▶ [Assigned task] Nothing but a number is needed: the count of lines below that include "screenshot".

....

PR #2615, opened 2026-08-25
fix(code): retire images after publication races

naingthet:
## What changed

Code image publication now reports success for both a new reservation and an exact retry. The scoped server layer preserves that result.

If a session ends after blob storage but before publication, the upload returns `409 session_ended`. The route queues the unreferenced blob through the reference-aware retirement system and wakes the retirement worker.

Focused tests cover successful idempotent publication, the lifecycle race, the typed conflict, the missing authority row, and queued blob retirement.

## Validation

- `rustfmt --edition 2021 --check` on the changed Rust files.
- `git diff --check`.
- Verified that the diff contains only the owned Code image publication paths and focused adjacent tests.
- Per repository guidance, no Cargo build, test, check, or Clippy command ran locally. CI provides compile and test coverage.

## Compatibility and risk

Successful uploads keep the existing `201 Created` response, including exact retries. Only uploads that lose the session lifecycle race change from a false success to a typed conflict.

Retirement remains asynchronous and reference-aware. If identical content still has another live reference, the retirement system keeps the shared blob.

### DIFF
--- a/crates/tidebreak-core/src/db/ops/code/session_image.rs
+++ b/crates/tidebreak-core/src/db/ops/code/session_image.rs
@@ -10,9 +10,7 @@
 //! resolution can check the bytes still match what was reserved rather than
 //! trusting a client to restate it.
 
-use sea_orm::{
-    ColumnTrait, ConnectionTrait, EntityTrait, QueryFilter, Set, TransactionTrait, TryInsertResult,
-};
+use sea_orm::{ColumnTrait, ConnectionTrait, EntityTrait, QueryFilter, Set, TransactionTrait};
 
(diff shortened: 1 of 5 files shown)


naingthet:
* **#2615** <a href="https://app.graphite.com/github/pr/brightwave-inc/tidebreak/2615?utm_source=stack-comment-icon" target="_blank">Graphite</a> 👈 <a href="https://app.graphite.com/github/pr/brightwave-inc/tidebreak/2615?utm_source=stack-comment-view-in-graphite" target="_blank">(View in Graphite)</a>
* `main`


<h2></h2>

PR #2617, opened 2026-08-25
fix(code): deliver MCP screenshot pixels

naingthet:
## What changed

- Add MCP image content blocks so Code harnesses receive screenshot pixels with the existing text summary.
- Encode every ToolOutput image after validating its media type, byte length, content address, dimensions, image-count limit, and aggregate byte limit.
- Return an isError tools/call result when any declared image cannot be represented, so the bridge never reports screenshot success without pixels.
- Add protocol and server tests that serialize a real tools/call-shaped response, decode each PNG block, and cover missing or inconsistent image data.

## Validation

- `git diff --check`
- Rust compilation and tests were not run locally, as required for this slice. CI owns compile and test validation.

## Compatibility and risk

The MCP result keeps the text block first and adds standard image blocks after it. Text-only results are unchanged. Image results are limited to three images and 1 MiB of decoded bytes so their base64 form stays within the shared JSON-RPC frame budget.

The main risk is compatibility with the MCP implementations embedded by each Code harness. The response uses the standard `type: image`, `data`, and `mimeType` shape, and CI must confirm the Rust integration because local Cargo compilation was intentionally skipped.

### DIFF
--- a/crates/tidebreak-mcp/src/protocol.rs
+++ b/crates/tidebreak-mcp/src/protocol.rs
@@ -234,12 +234,20 @@ pub struct CallToolResult {
     pub is_error: bool,
 }
 
-/// A content block in a tool result. Only text today.
+/// A content block in a tool result.
 #[derive(Debug, Clone, Serialize)]
 #[serde(tag = "type")]
 pub enum Content {
     #[serde(rename = "text")]
     Text { text: String },
+    #[serde(rename = "image")]
+    Image {
+        /// Standard base64 of the image bytes.
+        data: String,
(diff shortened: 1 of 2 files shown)


naingthet:
* **#2617** <a href="https://app.graphite.com/github/pr/brightwave-inc/tidebreak/2617?utm_source=stack-comment-icon" target="_blank">Graphite</a> 👈 <a href="https://app.graphite.com/github/pr/brightwave-inc/tidebreak/2617?utm_source=stack-comment-view-in-graphite" target="_blank">(View in Graphite)</a>
* `main`


<h2></h2>

PR #2635, opened 2026-08-26
revert(deps): drop TypeScript 7 until notices stay host-independent

naingthet:
Reverts #2627. TypeScript 7 makes `pnpm licenses list --json --prod` emit `typescript` plus a host-specific `@typescript/typescript-*` optional package, so `legal/THIRD-PARTY-NOTICES.md` cannot be regenerated in a host-independent way. The notices generator treats that as a stop, which poisons every later `notices --check` even though desktop UI itself was green. Drop TypeScript 7 until the production license graph is the same on macOS and Linux.

### DIFF
--- a/crates/tidebreak-desktop/ui/package.json
+++ b/crates/tidebreak-desktop/ui/package.json
@@ -115,7 +115,7 @@
     "jsdom": "30.0.1",
     "storybook": "10.5.10",
     "tailwindcss": "4.3.3",
-    "typescript": "7.0.2",
+    "typescript": "5.8.3",
     "vite": "7.3.6",
     "vitest": "4.1.11"
   }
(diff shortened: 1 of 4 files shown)


naingthet:
**G2G** at ab88b8a02

The desktop UI pin is back on typescript 5.8.3 in package.json, and the lockfile importer, typescript@5.8.3 snapshot, and every peer key that used to name 7.0.2 now name 5.8.3. The TS 7 native optional packages (@typescript/typescript-*@7.0.2) are gone, so a fresh install cannot still pull 7. The Blob constructor drop of Uint8Array<ArrayBuffer> and the tsconfig baseUrl restore are the TS 5 companions of that pin, not leftover 7 surface.

PR #2637, opened 2026-08-26
fix(code): qualify pull request stack identity

naingthet:
## Implementation

- Fetch each pull request head repository and owner with the existing delivery query.
- Resolve stack parents by base repository, head repository, and branch instead of branch name alone.
- Keep incomplete, missing, and ambiguous parent identities unresolved.
- Preserve the durable-fact compatibility path while refusing ambiguous branch matches.
- Cover same-named fork branches, repository isolation, renamed or deleted branches, duplicate candidates, incomplete host data, closed parents, and self-edges.

## Compatibility

The public delivery response keeps the existing `stack_parent_number` field. Existing durable facts remain readable and do not require a migration. Pull requests with complete host identity keep resolving to the same parent when the branch match is unique.

## Safety and risk

The change fails closed when GitHub omits fork identity or when more than one parent can match. This can leave a stack edge unresolved instead of attaching it to the wrong pull request. The main risk is reduced stack annotation for incomplete legacy observations; the durable compatibility lookup still handles unique branch names.

## Validation

- `git diff --check`

Per repository guidance, Rust compilation and tests are left to continuous integration.

### DIFF
--- a/crates/tidebreak-server/src/code/delivery.rs
+++ b/crates/tidebreak-server/src/code/delivery.rs
@@ -22,12 +22,16 @@ use tidebreak_core::db::code::{
 };
 use tidebreak_core::{
     CodePullRequestAttribution, CodePullRequestDiscovery, CodePullRequestId,
-    CodePullRequestRelation, CodeRepo, CodeWorkspace, CodeWorkspaceStatus, OwnerId,
-    PullRequestCheck, PullRequestCheckBucket, PullRequestComment, PullRequestCommentKind,
+    CodePullRequestRelation, CodePullRequestState, CodeRepo, CodeWorkspace, CodeWorkspaceStatus,
+    OwnerId, PullRequestCheck, PullRequestCheckBucket, PullRequestComment, PullRequestCommentKind,
     PullRequestDigest, RepoId, WorkspaceId,
 };
 
 use super::gh::{self, GhObservation};
+use super::reconcile::{
+    StackParentCandidate, StackParentEdge, StackParentIndex, StackParentResolution,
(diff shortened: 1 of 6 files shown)


naingthet:
**NO GO** at 75ae8917f

1. P1: `stack_parents_by_head` still keys only on unique `head_branch` inside one base repository. Watch (`stacked_parent_number`) and the trigger live-tier path (`claim_fires_from_row`) use that map, so a tracked PR whose head is `acme:feature` is treated as the parent of any child based on `feature` even when the child is stacked on `other:feature`. Duplicate facts now drop, but a missing second fork still parks a watch and holds Behind/ReviewRequired on the wrong pull request. Durable facts have no head repository; that path has to stay unresolved instead of guessing.

naingthet:
**G2G** at a7b37d6fc

`stack_parents_by_head` is gone. Watch no longer parks from a branch-only fact map, and the trigger live-tier path no longer holds Behind or ReviewRequired from one. Stack annotation now keys on fork-qualified head identity and leaves durable facts without a head repository unresolved, so a child based on `other:feature` is not attached to `acme:feature`. Same-named forks on one host page still pick the matching parent.

naingthet:
**G2G** at f33315a18

`stack_parents_by_head` is still gone. Watch does not park from a branch-only fact map, and the trigger live-tier path does not hold Behind or ReviewRequired from one. Stack annotation keys on fork-qualified head identity and leaves durable facts without a head repository unresolved, so a child based on `other:feature` is not attached to `acme:feature`. Same-named forks on one host page still pick the matching parent. This head only drops an unused test helper.

PR #2639, opened 2026-08-26
test(desktop): stabilize pairing nudge coverage

naingthet:
## What changed

- Reset the pairing nudge test hook after each ManagedGate test.
- Wait until the pairing listener is attached before firing the nudge in the policy-refresh test.

## Backwards compatibility

This changes test synchronization only. Production code and behavior are unchanged.

## Safety and risk

The test now waits on the observable listener registration instead of racing the effect that installs it. The hook reset prevents one test from leaking a callback into the next test.

## Validation

- `pnpm --dir crates/tidebreak-desktop/ui exec vitest run src/ManagedGate.dom.test.tsx`
- `pnpm --dir crates/tidebreak-desktop/ui exec biome check src/ManagedGate.dom.test.tsx`
- `git diff --check`

### DIFF
--- a/crates/tidebreak-desktop/ui/src/ManagedGate.dom.test.tsx
+++ b/crates/tidebreak-desktop/ui/src/ManagedGate.dom.test.tsx
@@ -84,6 +84,7 @@ function HostedGatewayProbe() {
 
 afterEach(() => {
   cleanup();
+  pairingNudge.fire = null;
   vi.clearAllMocks();
   vi.useRealTimers();
   vi.unstubAllGlobals();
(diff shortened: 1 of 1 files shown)


naingthet:
**G2G** at 29274a67b

The extra wait still requires the pairing listener to attach before the nudge fires, so a missing handler still fails the test instead of becoming a no-op. Resetting `pairingNudge.fire` after each case also stops a leftover handler from making that wait pass on the wrong mount. Coverage of the no-timer pairing path is unchanged and does not stub auth open.

PR #2640, opened 2026-08-26
fix(code): reconcile replay turn state

naingthet:
## Implementation

- Preserve the capped-replay marker when the controller compacts adjacent replay deltas.
- Track journal-attributed turns and live start timing separately from durable snapshot activity.
- Retain unresolved replay terminals by event sequence, refresh turn snapshots with bounded-delay retries, and restore terminal status, duration, usage, errors, and transcript order when the durable turn appears.
- Ignore stale refresh activity when a newer live turn has started.

## Compatibility

This change does not alter the API, event protocol, or stored data. Live turns still use observed timing. Replayed turns use durable server timestamps when available, and keep duration unknown until an authoritative snapshot resolves it.

## Safety and risk

The change stays inside the in-memory code-session controller, reducer, and registry. It does not assign capped terminal rows from snapshot activity alone. The main risk is incorrect correlation across truncated replay windows, which the focused reducer and registry cases cover for stale snapshots, missing initial hydration, retries, reconnects, multiple turn order, and newer live turns.

## Validation

- `pnpm exec vitest run src/code/CodeSessionController.test.ts src/code/CodeSessionReducer.test.ts src/code/CodeSessionRegistry.test.ts src/code/CodeSessionStore.test.ts src/code/CodeSessionSend.test.ts` (84 tests)
- `pnpm exec biome check src/code/CodeSessionController.ts src/code/CodeSessionController.test.ts src/code/CodeSessionReducer.ts src/code/CodeSessionReducer.test.ts src/code/CodeSessionRegistry.ts src/code/CodeSessionRegistry.test.ts`
- `pnpm exec tsc --noEmit`
- `git diff --check`

### DIFF
--- a/crates/tidebreak-desktop/ui/src/code/CodeSessionController.test.ts
+++ b/crates/tidebreak-desktop/ui/src/code/CodeSessionController.test.ts
@@ -1,6 +1,10 @@
 import { afterEach, describe, expect, it, vi } from "vitest";
 import type { SequencedCodeEventFrame } from "../api/types";
-import { CodeSessionController } from "./CodeSessionController";
+import {
+  CodeSessionController,
+  INITIAL_RECONNECT_DELAY_MS,
+  MAX_RECONNECT_DELAY_MS,
+} from "./CodeSessionController";
 
 class FakeSocket {
   onopen: (() => void) | null = null;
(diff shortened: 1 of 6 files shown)


naingthet:
**NO GO** at a298c2406

1. P1: A live turn from `applyAcceptedTurn` is invisible to the journal cursor, so stale reconciliation can still settle it. `submitAcceptedTurn` sets `activeTurnId` without moving `lastSeq`. `reconcilePendingCodeTurns` then treats matching `observedSeq` as proof the journal is unchanged and runs `applyAuthoritativeTurnActivity`, which idles the session or installs an older running snapshot turn. Replayed `turn_started` / terminal frames have the same hole: they overwrite and then clear `activeTurnId` without checking for a newer accepted turn. The newer-live-turn tests only cover a journal `turn_started` that advanced `lastSeq`.
2. P2: Unattributed capped terminals do not fail closed on missing identity. When `turnId` is null and no snapshot turn is running, `assignUnattributedTerminals` binds the group to the tail of the list; `candidateTurnId` is only a membership check. A later completed turn can take an earlier terminal's status, usage, and error.

naingthet:
**G2G** at 503dd9d22

`applyAcceptedTurn` now raises `turnActivityRevision` and plants `acceptedTurnFence` even though `lastSeq` stays put, and `reconcilePendingCodeTurns` will not run `applyAuthoritativeTurnActivity` unless both the journal cursor and that revision still match. Replayed `turn_started` and terminal frames keep a newer accepted turn; `applyAuthoritativeTurnActivity` also refuses to idle or replace a fenced turn that is missing or still running. Unattributed capped terminals stay unbound until a following `turn_started` anchors them, so they no longer take the snapshot tail.

PR #2636, opened 2026-08-26
ci: keep Windows prepared archives on local tar paths

naingthet:
## What changed

Windows release prepare jobs compiled successfully, then failed in Archive prepared Windows inputs with `tar: Cannot connect to C: resolve failed` (and `D:` on x86_64). GNU tar treats a drive letter in `-f C:\...\prepared-windows.tar` as a remote host.

The archive and extract steps now operate on `prepared-windows.tar` from the current directory and pass the prepared tree with `-C`.

Seen on https://github.com/brightwave-inc/tidebreak/actions/runs/32916482746.

## Validation

- `node --test scripts/workflow-security.test.mjs scripts/workflow-security-mutations.test.mjs`
- Windows release job assertions passed.
- Docker context cases in the same file failed locally because the Docker daemon was not running.
- Did not re-run the production release workflow.

## Compatibility and risk

Windows Git Bash only. Archive contents and checksum contract are unchanged. Re-dispatch the desktop release after this lands.

PR #2642, opened 2026-08-26
ci: give Windows release tar POSIX paths

naingthet:
## What changed

#2636 stopped GNU tar from treating `C:\path` as a remote host when writing `prepared-windows.tar`. Extract still failed: `tar -C C:\a\_temp\...` treats backslashes as escapes, so the directory `mkdir` created is not the one tar opens.

Seen on https://github.com/brightwave-inc/tidebreak/actions/runs/32924321644 after a successful Windows prepare.

Archive and extract now convert `runner.temp` paths with `cygpath -u` before calling tar.

## Validation

- `node --test --test-name-pattern='Windows release jobs' scripts/workflow-security.test.mjs`
- Did not re-run the production release. Re-dispatch after this lands.

## Compatibility and risk

Windows Git Bash only. Archive members and checksums are unchanged.

### DIFF
--- a/.github/workflows/release.yml
+++ b/.github/workflows/release.yml
@@ -1357,6 +1357,11 @@ jobs:
           RELEASE_CONFIG: ${{ runner.temp }}/tidebreak-release.json
           RELEASE_TARGET: ${{ matrix.target }}
         run: |
+          # GNU tar treats C:\path as a remote host and \ as escapes. Stay on
+          # POSIX paths for every tar argument.
+          PREPARED_ROOT="$(cygpath -u "$PREPARED_ROOT")"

....

▶ [Written response] 3